In one sense my response here is way out of the scope of the original post. Yet it isn't in the sense of the entire body of work of the OP, he is always hammering away at how stocks are dangerous and risky and how he is all wise and in a fatherly way he can show us all the path to financial enlightenment. 

He: banks are risky bla bla. Me: Picked up RY at $66. 
He: banks are risky bla bla. Sold short RY at what was it about $76? Me: Do nothing but collect a RY dividend or two. 
He: banks are risky bla bla. Cover short at what $80? Me: do nothing ... 
He: banks are risky bla bla. Buy RY at what about $82? Me: Still doing nothing ...

WTF??? 

So, we net about $38,000 annually in dividends after interest payment on the margin loan. If my wife retired today, her pension would be about $30,000. If we had to, we could live on either figure by itself. Even a family income of $30,000 is probably more than what 1/4 of the families in my area live on. 
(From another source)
PR #1106, opened 2023-05-14
HOL4 port of Candle's  compute primitive

oskarabrahamsson:
This PR contributes a HOL4 port of [Candle](https://github.com/CakeML/candle)'s compute primitive. The compute primitive is an interpreter for first-order lisp-style pairs of numbers with arithmetic. The implementation comes with a low-level library which instantiates the primitive, and a few examples of basic usage. The intention is to build a high-level interface around the compute primitive later, which would do proof-producing translation from more general HOL terms into the language accepted by the compute interpreter.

If the tragedy coin of a 50% market drop rolls my way, I'll pick it up and turn it over. It will probably look very similar to the one I had in 2008/2009 and I'll likely do the same things I did then. What will you do?

hboy54


----------



## like_to_retire (Oct 9, 2016)

peterk said:


> The issue, which James is trying to hammer home, is that dividends do _not_ provide any sort of _stability_ to one's portfolio. That "steady cash flow" does not mean that "volatility doesn't matter to me", but we hear it all the time from retiree's on here talking about wanting secure dividend income and steady cash flow. A 90/10 or 80/20 portfolio with the cash/bond cushion used during stock market corrections (eek! market timing!) would provide a much superior portfolio than 100% stocks for a retiree, imo.
> 
> Taking 50k/year (for example) in dividends from your retirement portfolio, is exactly the same as selling 50k/year of stock from your retirement portfolio. And you wouldn't feel very comfortable selling 50k/year if your 1.5M retirement portfolio just dropped to 800k, would you?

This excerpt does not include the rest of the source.